PR #9679, opened 2023-02-22
avm2: Use avm errors for RangeErrors inside DisplayObjectContainer

Dinnerbone:
This progresses Papa's games (fixes #9539).

The error code is correct but the error messages are not the same as Flash's, I opted to keep our more descriptive ones until we discover that the exact text is needed one day.

PR #9683, opened 2023-02-23
Load filters from swf tag, lots of filter tests, and correct filter to/from avm2 conversions

Dinnerbone:
This makes Papa's Hot Doggeria playable (after #9679), and lays lots of groundwork for getting normal filters working.


render/src/filters.rs
```diff
@@ -66,3 +167,288 @@ impl Default for ColorMatrixFilter {
...
+            map_point: (0, 0),
+            mode: DisplacementMapFilterMode::Wrap,
+            scale_x: 0.0,
+            scale_y: 0.0,
+        }
+    }
+}
+
+#[derive(Debug, Clone)]
+pub struct DropShadowFilter {
```
relrelb, line 259: I wonder if we could use `swf::DropShadowFilter` etc. directly without an intermediate struct.

Dinnerbone: That was what I used originally but there's not a 1:1 between swf filter tags and actual flash supported filters.

swf/src/types/drop_shadow_filter.rs
```diff
@@ -27,6 +27,11 @@ impl DropShadowFilter {
     pub fn num_passes(&self) -> u8 {
         (self.flags & DropShadowFilterFlags::PASSES).bits()
     }
+
+    #[inline]
+    pub fn hide_object(&self) -> bool {
```
relrelb, line 32: Per SWF19 CompositeSource should always be 1. Did you encounter real SWFs where it is 0?
By the way personally I prefer exposing a direct getter, i.e. `composite_source() -> bool` without a negation. The rational is to avoid abstraction where possible.

Dinnerbone: > Per SWF19 CompositeSource should always be 1. Did you encounter real SWFs where it is 0? By the way personally I prefer exposing a direct getter, i.e. `composite_source() -> bool` without a negation. The rational is to avoid abstraction as possible.

This is the only time it's used, and it's "hide object" in the editor and ActionScript. Because it's "hide object", I figured we should stick to the inversion here and not cause the callers to always invert.

render/src/filters.rs
relrelb: All filter types in `render/src/filters.rs` in this PR has a SWF counterpart. Am I missing something?

Dinnerbone: ShaderFilter (currently unimplemented) and DisplacementMapFilter do not exist in swf form.

There's also states that exist in swf that are somewhat nonsense to the renderer, like bevel filter that's both inside and on top, or convolution filter with a Vec that doesn't match rows*cols.

Technically the swf structs are lossy vs actionscript made filters, with Fixed16s, but I don't know if that'll actually matter in principal though.

Aaron1011 (approved):

render/src/filters.rs
Dinnerbone: I've pushed a commit that does that. I've had to lower the accuracy of the tests significantly to account for the usage of Fixed8/Fixed16 instead of f32 now though.

swf/src/read.rs
```diff
@@ -2123,7 +2123,31 @@ impl<'a> Reader<'a> {
...
+            blur_x: self.read_fixed16()?,
+            blur_y: self.read_fixed16()?,
+            angle: self.read_fixed16()?,
+            distance: self.read_fixed16()?,
+            strength: self.read_fixed8()?,
+            flags: GradientFilterFlags::from_bits_truncate(self.read_u8()?),
+        })
+    }
+
+    fn read_gradient_glow_filter(&mut self) -> Result<GradientGlowFilter> {
```
relrelb, line 2137: `read_gradient_bevel_filter` and `read_gradient_glow_filter` are exactly the same. Why both are needed?

Dinnerbone: I had to split up GradientFilter into two different types to allow for different impls on the types (for example, GradientGlowFilter.to_avm2() gives a different thing to GradientBevelFilter.to_avm2())

core/src/avm2/filters.rs
```diff
@@ -301,16 +310,22 @@ impl FilterAvm2Ext for ConvolutionFilter {
         let preserve_alpha = object
             .get_public_property("preserveAlpha", activation)?
             .coerce_to_boolean();
-        matrix.resize((matrix_x * matrix_y) as usize, 0.0);
+        let mut flags = ConvolutionFilterFlags::empty();
+        if clamp {
```
relrelb, line 314: How about converting this to `flags.set(ConvolutionFilterFlags::CLAMP, clamp);` (here and in other places)?

Dinnerbone: Personally I don't feel like that reads as easy as "if this then add this", but if you're sure I can do that change. It's functionally equivalent.

swf/src/read.rs
relrelb: I see `FilterAvm2Ext` for the `Filter` enum + each `swf` filter type. So maybe we can just implement `from_avm2_object` and `as_avm2_object` for the `Filter` enum, without `FilterAvm2Ext` at all? I prefer to avoid this code duplication...

core/src/display_object.rs
```diff
@@ -312,11 +313,11 @@ impl<'gc> DisplayObjectBase<'gc> {
         self.name = name;
     }
 
-    fn filters(&self) -> Avm2ArrayStorage<'gc> {
-        Avm2ArrayStorage::from_storage(self.filters.iter().collect())
+    fn filters(&self) -> Vec<Filter> {
+        self.filters.clone()
```
relrelb, line 317: Can we avoid the `.clone()` by returning a `&[Filter]`?

core/src/avm2/filters.rs
relrelb: I see it cleaner, and it aligns with the rest of the codebase.

swf/src/read.rs
relrelb: Actually this would be unnecessary if we implemented the filters as native objects with getter/setter for each field. I start to feel like the object system in avm2 needs a refactor, since currently it's not so easy to add new native objects.

Dinnerbone: That would be... very complicated.

These types do not exist in avm2 land, they are not exclusive to avm2, and they're defined in the renderer which has no concept of avmness at all. An `Ext` trait is required to put anything on them at all that interacts with Avm2.

You can have custom Object types for them, of course, but it'd need to store a **clone** of the filter object and nothing more. The objects avm2 gets are snapshots at that moment, not the actual direct filter on the stage.

core/src/display_object.rs
Dinnerbone: Not trivially, everything in DisplayObject returns owned types because of the lifetime complexities involved in returning a ref to a gc'd value

swf/src/read.rs
relrelb: Okay, so we can keep `FilterAvm2Ext` but implement it just for `Filter`, leaving the conversion of each specific filter type to a free function - `bevel_filter_to_avm2`, `glow_filter_to_avm2` etc.

Regarding the native objects, we can store just a reference to the underlying `DisplayObject`, then make the getters/setters operate directly on the `DisplayObject`, so any filter updates will be reflected immediately. Alternatively, we can use interior mutability to allow both the `DisplayObject` and avm2 `Object` "own" the filters. Ideally I think native objects are the way to go, as this pattern is used very widely in avmplus.

core/src/display_object.rs
relrelb: Yeah I remember something like that. I think nonetheless a `Ref<'gc, Vec<Filter>>` or something can be returned, but let's keep this as-is.

PR #9691, opened 2023-02-23
chore: Improve Renovate config

relrelb:
* Move under `.github/` to reduce amount of top-level files.
* Convert to JSON5 to allow comments and trailing commans.
* Include `js-sys` and `web-sys` in `wasm-bindgen` group.
* Remove `tracing-tracy` disabling since it's already pinned in `desktop/Cargo.toml`.


Dinnerbone:
> Remove `tracing-tracy` disabling since it's already pinned in `desktop/Cargo.toml`.

It was pinned before we switched to Renovate, but that didn't stop it. It's goal is to update the version number regardless of if it's pinned.

relrelb:
> > Remove `tracing-tracy` disabling since it's already pinned in `desktop/Cargo.toml`.
> 
> It was pinned before we switched to Renovate, but that didn't stop it. It's goal is to update the version number regardless of if it's pinned.

Good to know. I restored it.

PR #17182, opened 2024-07-19
web: Include CSS at build time, from a CSS file

Dinnerbone:
This gives us the benefit of linting and IDE checking, since it's an actual CSS file.

Bonus changes:
- Use cssnano to compress the CSS at build time
- Use autoprefixer for the things that we need to support older browsers
- Use nesting in the CSS file, unrolled at build time

The diff of the old CSS and new (generated) CSS as of this commit is [here](https://gist.github.com/Dinnerbone/e0938e59668e7aaea068239463055ae4/revisions#diff-8066fb178be59f0a7d67c9e62c0910b9f651c91a3e140ea79cbd07033aa20476)


web/packages/core/.browserlistrc
```diff
@@ -0,0 +1,8 @@
+# Browsers that we support
+
+defaults
+chrome >= 87
+edge >= 87
+firefox >= 84
+iOS >= 14.1
+safari >= 14.1
```
danielhjacobs, line 8: Not opposed to the addition of this file, but is this change related to this PR? I can't find any reference to it in the new code, though I may have missed it.

Dinnerbone: autoprefixer uses it to decide which prefixes need to be added to support these browsers

Dinnerbone: Decided to check the css to see if this is *actually* impactful, and it did catch at least one thing:

We used: `width: fit-content;`
It replaced it with:
```css
width: -moz-fit-content;
width: fit-content
```

Turns out `fit-content` isn't supported in firefox until 94

danielhjacobs: On a related note, not sure why the generated CSS is adding `-moz-user-select` when full support for user-select was added in Firefox 69 and Firefox for Android 79, which is above our minimum supported version, but it's fine.

danielhjacobs: -webkit-user-select is still useful though, as Safari uses that: https://developer.mozilla.org/en-US/docs/Web/CSS/user-select#browser_compatibility

danielhjacobs (approved):
I reviewed this and https://gist.github.com/Dinnerbone/e0938e59668e7aaea068239463055ae4/revisions (but didn't directly review `static-styles.css` since it's hard to see the changes from there). This LGTM, though for the SVG CSS changes I just built the branch itself and checked if they still looked correct, since reviewing text changes to an SVG's path is hard.

PR #17193, opened 2024-07-20
ci: Add stable releases

kjarosh:
A PoC of stable releases for Ruffle.


web/packages/extension/webpack.config.js
```diff
@@ -41,11 +42,7 @@ function transformManifest(content, env) {
     // when it gets generated in web/packages/core/tools/set_version.js and then
     // load it in the code above.
 
-    // The extension marketplaces require the version to monotonically increase,
-    // so append the build number onto the end of the manifest version.
-    manifest.version = buildId
-        ? `${packageVersion}.${buildId}`
-        : packageVersion;
+    manifest.version = packageVersion;
```
Dinnerbone, line 45: Is this handled somewhere else now?

.github/workflows/release.yml
```diff
@@ -50,20 +68,125 @@ jobs:
...
+            package_prefix="ruffle-${{ steps.version.outputs.version }}"
+          fi
+
+          gh release create "$tag_name" \
+            --title "$release_name" \
+            --target "${{ steps.commit.outputs.ref }}" \
+            $notes_options
+
+          echo "tag_name=$tag_name" | tee -a $GITHUB_OUTPUT
+          echo "package_prefix=$package_prefix" | tee -a $GITHUB_OUTPUT
```
Dinnerbone, line 182: Could we maybe extract this into a `.sh` somewhere? I'm not a fan of how long and complex our workflow is currently... and this doesn't help 😅
I'm kinda of the opinion that any non trivial block of code should be its own unit

web/packages/extension/webpack.config.js
kjarosh: This will have to be rewritten, because I assumed I can use semver in the extension (these versions are unique and ordered). The problem is similar to wix's, we have to somehow translate nightly `a.b.c-nightly.d.e.f` versions to `a.b.c.d` here.

I can use `github.run_number` for that (like before) or something like number of days since a point in time. But I think it's wise to wait with that for @Korne127's PR and improved Windows metadata to make a decision.

Dinnerbone: We'll switch the extension to stable releases, so we don't need to handle nightly here

kjarosh: But we'll publish extensions anyway in nightly releases on GH, wouldn't that be a problem? (Probably not if the version requirement is only for extension stores and not extensions installed locally)

Dinnerbone: Yeah I don't think it'll be an issue, it's a store requirement. Will need to test it of course though.

And we *may* eventually want to make a separate nightly extension submission, to match what we have today - not sure. It's unlikely though.

kjarosh: Hmmm... will we need to provide `a.b.c.d` versions for wix though? You know, to preserve version ordering when users install nightly releases. If yes, then I guess it costs nothing to do the same for extensions.

Dinnerbone: Yeah for windows builds we need to stick to `a.b.c.d` number format (for wix/msi and also the exe resource data), and MSI specifically will only test the first three numbers to see "is the version different"

.github/workflows/release.yml
kjarosh: Moved a lot of release logic into a Python script

web/packages/extension/webpack.config.js
kjarosh: I added a version in format `a.b.c.d`, and called it `version4`. It's generated as follows:
1. for stable minor: `1.2.3` (current version) -> `1.3.0` (version) -> `1.3.0` (version4)
2. for nightly: `1.2.3` (current version) -> `1.3.0-nightly.1234.5.6` (version) -> `1.2.3.D` (version4)

Where `D` is a number related to the current day (`year - 2020` concatenated with zero-padded day of the year, so for today the number is 4221).

.github/workflows/release.yml
torokati44: Yay! Just noting that I wrote the AMO submission script in Node.JS instead of Python, because "we already use that". I too prefer Python personally, but this breaks consistency, and adds a(n admittedly ubiquitous) tooling requirement to CI.

kjarosh: I'm wondering if it is really. The AMO submission is a part of an npm package the same way e.g. build.rs is a part of a crate, so it makes sense it uses the same tooling. The release script is independent from any package, and Python is available OOTB on runners.

Dinnerbone: ... personally I've been pondering on replacing some of our node scripts with rust ones 😅 

I kinda don't strongly either way and I especially don't want to put kjarosh through rewriting everything another time, but I think I'd *prefer* to not have yet another language in the mix, if we didn't have to. That said, rust is verbose for something like this, and javascript sucks.

torokati44: >  I especially don't want to put kjarosh through rewriting everything another time, but I think I'd prefer to not have yet another language in the mix, if we didn't have to. That said, rust is verbose for something like this, and javascript sucks.

Same, agreed, yup, sure. :smile: I'm fine with leaving it in Python, just wanted to mention this precedent.

kjarosh:
Added updating metainfo in the release commit

kjarosh:
Some changes from this PR were merged in other PRs, the rest seem unlikely to be merged

n0samu:
Can we please keep this open unless/until we've made a formal decision on how/whether we're going to proceed with stable releases? I strongly support moving towards stable releases and appreciate your work in this PR ❤️

kjarosh:
Thanks, I appreciate it, but regardless, the code here is very obsolete and is unlikely to be merged even if we ever decide we go with stable releases

Korne127:
@n0samu I originally did #17488 to clean up and improve the packaging system, which was imo a requirement for stable releases. If wanted, I could still update and go through with that and / or split it up into several PRs (I've come to terms with that by now).

n0samu:
@Korne127 I think splitting it into several PRs would be very helpful! Each individual small change should be its own PR (for example, adding AppImage builds)

PR #17212, opened 2024-07-21
Small `AvmString` cleanup

moulins:
Small `AvmString`-related cleanups and optimisations:

- Rename `Source::Owned` to `Source::Managed`, to avoid confusion with the owned/depending distinction in `AvmStringRepr`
——
◆ **Description of the task**:
For each line of the entries that holds the word "Cargo", pull that line out.

◆ **Solution**:
* Remove `tracing-tracy` disabling since it's already pinned in `desktop/Cargo.toml`.
> Remove `tracing-tracy` disabling since it's already pinned in `desktop/Cargo.toml`.
> > Remove `tracing-tracy` disabling since it's already pinned in `desktop/Cargo.toml`.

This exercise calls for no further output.